主にドイツを流れるライン川。今回はこのライン川下りをしている。
川沿いに並ぶ多数の古城
ライン川沿いには中世の古城が多数建っている。これらの古城にはそれぞれ栄枯盛衰があり、フランス軍に攻撃されて今では荒れ果ててしまった廃墟となっている城や、かつて盗賊の根城となっていた城など様々な歴史を持つ城があるという。
これらの古城が建設された理由は、ライン川を行き交う船から通行税を徴収するためだという。川沿いの町はこの通行税によって非常に潤っていたという。中には川の中州に建つ軍艦のような形をした城もあり、大砲なども装備して行き交う船から漏れなく通行税を徴収していたとか。なお今日でもライン川は重要な水運ルートである。
ローレライ伝説の真相
さらに下流に行くと船乗りを惑わせるローレライ伝説の場所がある。実はローレライというのはライン川に張りだした小山の名前で、この山があることで川は大きく蛇行して流れも早くなっており、この地は船乗りにとっては難所なのだという。それが船を沈めるローレライの伝説となったとのこと。
大蛇行とワインとローマ帝国
さらに進むと今度はボッパルトの大蛇行といわれるヘアピンカーブにさしかかる。
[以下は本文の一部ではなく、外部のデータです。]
Issue #2794, opened 2022-09-20
[stableswap]: Generalize stableswap binary search solver to osmoutils binary search


AlpinYukseloglu:
## Background

Factoring out this binary search logic would simplify stableswap solver code drastically and would give us access to a `BigDec` binary search solver to use elsewhere later if needed

## Suggested Design

- Create a `BigDec` version of `BinarySearch` here:
https://github.com/osmosis-labs/osmosis/blob/0378e54207698098555b241306ebea9a0e23d1df/osmoutils/binary_search.go#L62-L68

## Acceptance Criteria

- Binary search unit tests and stableswap tests pass

Issue #2702, opened 2022-09-12
[stableswap]: Resolve large inaccuracies that arise from solver approximations


AlpinYukseloglu:
## Background

Our CFMM solver has many terms that are heavily approximated, mainly due square root approximations. This leads to an ever-increasing inaccuracy in the output of the CFMM that scales with the number of tokens in pool reserves. We need to find a way to minimize or bound these inaccuracies if we want to be able to accommodate pools with large amounts of assets.

The simplified solver implemented in #2697 reduces these inaccuracies by around 3x for our current tests, but they still fall outside of our intended thresholds and, importantly, still scale with the number of assets in the pool. We can continue trying to simplify the solver, but I believe this path will have significantly diminishing returns.

## Suggested Design

- Interpolate the output value given the difference in k values between the beginning and end of the solver
- If there is a clear overestimate, truncate the output to minimize security risks in the short term

## Acceptance Criteria

- Trades of all sizes against pools with $100M in each asset fall within our expected thresholds

ValarDragon:
I feel like the binary search approach is probably the move.

Also we really need to raise the fractional exponentiation precision bound, for the cubic root.

AlpinYukseloglu:
Closed by #2845

PR #2802, opened 2022-09-20
Implement `BigDec` binary search in osmoutils

AlpinYukseloglu:
Progress towards: #2794 and #2702

This PR implements a `BigDec` binary search function for our general osmoutils package.

## Brief Changelog

- Add `BinarySearchBigDec` to osmoutils
- Add `CompareBigDec` to osmoutils
- Refactor existing and new tests to be more readable (string map names, `t.Run` etc.)

## Testing and Verifying

This change added tests for both new functions in `osmoutils/binary_search_test.go`

### DIFF
--- a/osmoutils/binary_search.go
+++ b/osmoutils/binary_search.go
@@ -132,8 +132,13 @@ func BinarySearch(f func(input sdk.Int) (sdk.Int, error),
 	return sdk.Int{}, errors.New("hit maximum iterations, did not converge fast enough")
 }
 
-// Binary search BigDec inputs between [lowerbound, upperbound] to a monotonic increasing function f
-// We stop once f(found_input) meets the ErrTolerance constraints.
+// BinarySearchBigDec takes as input:
+// * an input range [lowerbound, upperbound] 
+// * an increasing function f
+// * a target output x
+// * max number of iterations (for gas control / handling does-not-converge cases)
+// 
+// It binary searches on the input range, until it finds an input y s.t. f(y) meets the err tolerance constraints for how close it is to x.
 // If we perform more than maxIterations (or equivalently lowerbound = upperbound), we return an error.
 func BinarySearchBigDec(f func(input osmomath.BigDec) (osmomath.BigDec, error),
 	lowerbound osmomath.BigDec,
--- a/osmoutils/binary_search.go
+++ b/osmoutils/binary_search.go
@@ -58,7 +58,7 @@ func (e ErrTolerance) Compare(expected sdk.Int, actual sdk.Int) int {
 	return 0
 }
 
-// CompareBigDec returns if actual is within errTolerance of expected.
+// CompareBigDec validates if actual is within errTolerance of expected.
 // returns 0 if it is
 // returns 1 if not, and expected > actual.
 // returns -1 if not, and expected < actual
--- a/osmoutils/binary_search.go
+++ b/osmoutils/binary_search.go
@@ -120,7 +120,7 @@ func BinarySearch(f func(input sdk.Int) (sdk.Int, error),
 		} else if compRes < 0 {
 			lowerbound = curEstimate
 		} else {
-			break
+			return curEstimate, nil
 		}
 		curEstimate = lowerbound.Add(upperbound).QuoRaw(2)
 		curOutput, err = f(curEstimate)
@@ -128,10 +128,8 @@ func BinarySearch(f func(input sdk.Int) (sdk.Int, error),
 			return sdk.Int{}, err
 		}
 	}
-	if curIteration == maxIterations {
-		return sdk.Int{}, errors.New("hit maximum iterations, did not converge fast enough")
-	}
-	return curEstimate, nil
+
+	return sdk.Int{}, errors.New("hit maximum iterations, did not converge fast enough")
 }
 
 // Binary search BigDec inputs between [lowerbound, upperbound] to a monotonic increasing function f
@@ -158,7 +156,7 @@ func BinarySearchBigDec(f func(input osmomath.BigDec) (osmomath.BigDec, error),
 		} else if compRes < 0 {
 			lowerbound = curEstimate
 		} else {
-			break
+			return curEstimate, nil
 		}
 		curEstimate = lowerbound.Add(upperbound).Quo(osmomath.NewBigDec(2))
 		curOutput, err = f(curEstimate)
@@ -166,8 +164,6 @@ func BinarySearchBigDec(f func(input osmomath.BigDec) (osmomath.BigDec, error),
 			return osmomath.BigDec{}, err
 		}
 	}
-	if curIteration == maxIterations {
-		return osmomath.BigDec{}, errors.New("hit maximum iterations, did not converge fast enough")
-	}
-	return curEstimate, nil
+
+	return osmomath.BigDec{}, errors.New("hit maximum iterations, did not converge fast enough")
 }
--- a/osmoutils/binary_search.go
+++ b/osmoutils/binary_search.go
@@ -2,7 +2,6 @@ package osmoutils
 
 import (
 	"errors"
-	"fmt"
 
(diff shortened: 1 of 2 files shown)


osmoutils/binary_search.go
```diff
@@ -93,3 +133,41 @@ func BinarySearch(f func(input sdk.Int) (sdk.Int, error),
...
+	}
+	curIteration := 0
+	for ; curIteration < maxIterations; curIteration += 1 {
+		compRes := errTolerance.CompareBigDec(curOutput, targetOutput)
+		if compRes > 0 {
+			upperbound = curEstimate
+		} else if compRes < 0 {
+			lowerbound = curEstimate
+		} else {
+			break
```
p0mvn, line 161: Consider simply returning here

osmoutils/binary_search.go
```diff
@@ -93,3 +133,41 @@ func BinarySearch(f func(input sdk.Int) (sdk.Int, error),
...
+		curEstimate = lowerbound.Add(upperbound).Quo(osmomath.NewBigDec(2))
+		curOutput, err = f(curEstimate)
+		if err != nil {
+			return osmomath.BigDec{}, err
+		}
+	}
+	if curIteration == maxIterations {
+		return osmomath.BigDec{}, errors.New("hit maximum iterations, did not converge fast enough")
+	}
+	return curEstimate, nil
```
p0mvn, line 172: If you go with the previous suggestion, you should be able to simply return error here, without doing the iteration check

osmoutils/binary_search.go
AlpinYukseloglu: This is a good point – after a bit of thought this does seem to be the simplest approach. Updated!

osmoutils/binary_search.go
AlpinYukseloglu: Updated, please see my comment above! 

https://github.com/osmosis-labs/osmosis/pull/2802/files#r975799847

osmoutils/binary_search.go
```diff
@@ -56,6 +58,44 @@ func (e ErrTolerance) Compare(expected sdk.Int, actual sdk.Int) int {
 	return 0
 }
 
+// CompareBigDec returns if actual is within errTolerance of expected.
+// returns 0 if it is
+// returns 1 if not, and expected > actual.
+// returns -1 if not, and expected < actual
```
p0mvn, line 64:
```suggestion
// CompareBigDec validates if actual is within errTolerance of expected.
// returns 0 if it is
// returns 1 if not, and expected > actual.
// returns -1 if not, and expected < actual
```

osmoutils/binary_search_test.go
```diff
@@ -41,26 +43,89 @@ func TestBinarySearch(t *testing.T) {
...
+		"exponential f, large additive err tolerance, does not converge": {expF, osmomath.ZeroDec(), osmomath.NewBigDec(1 << 50), osmomath.NewBigDec((1 << 30)), testErrToleranceAdditive, 10, osmomath.BigDec{}, true},
+		"exponential f, large multiplicative err tolerance, converges": {expF, osmomath.ZeroDec(), osmomath.NewBigDec(1 << 50), osmomath.NewBigDec(1 + (1 << 25)), testErrToleranceMultiplicative, 51, osmomath.NewBigDec(322539792367616), false},
+		"exponential f, large multiplicative err tolerance, does not converge": {expF, osmomath.ZeroDec(), osmomath.NewBigDec(1 << 50), osmomath.NewBigDec(1 + (1 << 25)), testErrToleranceMultiplicative, 10, osmomath.BigDec{}, true},
+		"exponential f, both err tolerances, converges": {expF, osmomath.ZeroDec(), osmomath.NewBigDec(1 << 50), osmomath.NewBigDec((1 << 15)), testErrToleranceBoth, 51, osmomath.NewBigDec(1 << 45), false},
+		"exponential f, both err tolerances, does not converge": {expF, osmomath.ZeroDec(), osmomath.NewBigDec(1 << 50), osmomath.NewBigDec((1 << 30)), testErrToleranceBoth, 10, osmomath.BigDec{}, true},
```
p0mvn, line 116: Consider test cases with different lower and upper bounds. Happy for this to be done in another issue / PR.

p0mvn (approved):
LGTM. What are our plans for the binary search solver in `stableswap`? Is it going to be used anywhere?

AlpinYukseloglu:
Yes! After we merge this and #2697 (which has most of our stableswap CFMM tests in it) I will migrate our core solvers to use this implementation @p0mvn

osmoutils/binary_search_test.go
AlpinYukseloglu: Created issue here! #2807

osmoutils/binary_search.go
```diff
@@ -56,6 +58,44 @@ func (e ErrTolerance) Compare(expected sdk.Int, actual sdk.Int) int {
...
+	// Check additive tolerance equations
+	if !e.AdditiveTolerance.IsNil() {
+		// if no error accepted, do a direct compare.
+		if e.AdditiveTolerance.IsZero() {
+			if expected.Equal(actual) {
+				return 0
+			}
+		}
+
+		if diff.GT(osmomath.NewBigDec(e.AdditiveTolerance.Int64())) {
```
ValarDragon, line 84: I don't think this quite makes sense, to increase the precision, we first truncate to int64 and then increase the size.

Should probably e.AdditiveTolerance.ToDec() and then make a big dec from that.

osmoutils/binary_search.go
```diff
@@ -80,16 +120,50 @@ func BinarySearch(f func(input sdk.Int) (sdk.Int, error),
...
 	}
-	if curIteration == maxIterations {
-		return sdk.Int{}, errors.New("hit maximum iterations, did not converge fast enough")
+
+	return sdk.Int{}, errors.New("hit maximum iterations, did not converge fast enough")
+}
+
+// Binary search BigDec inputs between [lowerbound, upperbound] to a monotonic increasing function f
+// We stop once f(found_input) meets the ErrTolerance constraints.
+// If we perform more than maxIterations (or equivalently lowerbound = upperbound), we return an error.
```
ValarDragon, line 137:
```suggestion
// BinarySearchBigDec takes as input:
// * an input range [lowerbound, upperbound] 
// * an increasing function f
// * a target output x
// * max number of iterations (for gas control / handling does-not-converge cases)
// 
// It binary searches on the input range, until it finds an input y s.t. f(y) meets the err tolerance constraints for how close it is to x.
// If we perform more than maxIterations (or equivalently lowerbound = upperbound), we return an error.
```

osmoutils/binary_search_test.go
```diff
@@ -41,26 +43,89 @@ func TestBinarySearch(t *testing.T) {
...
+	}
+}
+
+func TestBinarySearchBigDec(t *testing.T) {
+	// straight line function that returns input. Simplest to binary search on,
+	// binary search directly reveals one bit of the answer in each iteration with this function.
+	lineF := func(a osmomath.BigDec) (osmomath.BigDec, error) {
+		return a, nil
+	}
+	expF := func(a osmomath.BigDec) (osmomath.BigDec, error) {
```
ValarDragon, line 77: Shouldn't be called `expF`, this is a cubic function

ValarDragon (approved):

osmoutils/binary_search.go
AlpinYukseloglu: Ah so we didn't have the `BigDecFromSDKDec` implemented in `BigDec` when I made this PR so what you suggested wasn't possible then, but I actually agree with this change! Updating now

osmoutils/binary_search_test.go
AlpinYukseloglu: Great point, I was extending the variable names used in the integer binary search but you're completely right – updating!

この地は南向きの斜面と川からの照り返しのおかげで良質のブドウの産地となっているという。ここで作られたワインは全国的に有名だという。なおこの地にワインを伝えたのは古代ローマ人であり、ボッパルトの町には古代ローマ時代の城壁が各地に残っている。そしてこれらの城壁は今では民家の壁の一部になっていたりするとのこと。歴史と共に生きる町である。
天空の城
また古城の中で唯一フランス軍に破壊されることなく中世のままの姿を保っているのがマルクスブルク城。この城では今でも城を維持するために人が住んでいるという。ただし防御を固めた古城では、門をくぐってから住居にたどり着くまでに200メートルもの屈曲した通路を抜ける必要があるので大変だとのこと。しかしここに住んでいる人によると、ここに住む一番の魅力は眺望の良さにあるという。また朝に霧が立ちこめると雲海に浮かぶ天空の城となり、その美しさは筆舌に尽くしがたいとのこと。
以上、ライン川沿いの風景について。こんな内容はやっぱり文字に起こしても仕方ないな(笑)。最後のマルクスブルク城なんて、まさに竹田城そのものでした。やっぱりこういう古城は浪漫を誘います。もっとも私は住みたいとは思いませんが(笑)。
忙しい方のための今回の要点
・ライン川沿いには30もの中世の古城が残るが、これらの古城はライン川を行き交う船から通行税を徴収するために建造された。
・ローレライ伝説のローレライとはライン川に迫り出した小山の名で、ここが通行の難所であったことからローレライ伝説が誕生した。
・ボッパルトではライン川は大蛇行しており、ここの斜面はブドウの産地として知られている。また町の中には古代ローマ時代の城壁が残っている。
・中世のままの姿で残るマルクスブルク城では、朝霧が発生した時には美しい天空の城となることで知られている。
忙しくない方のためのどうでもよい点
・ライン川は昔から水運の大動脈であると共に、防衛線の一つでもありました。古代ローマはこの川を蛮族との境界線にしていたようです。
・川沿いに城を作って通行税を徴収するというのは、日本では瀬戸内海で同様のことが行われてましたね。村上水軍とかがまさにそれです。そしてそういう連中はやがて巨大権力の登場によって駆逐されるというのが歴史の流れです。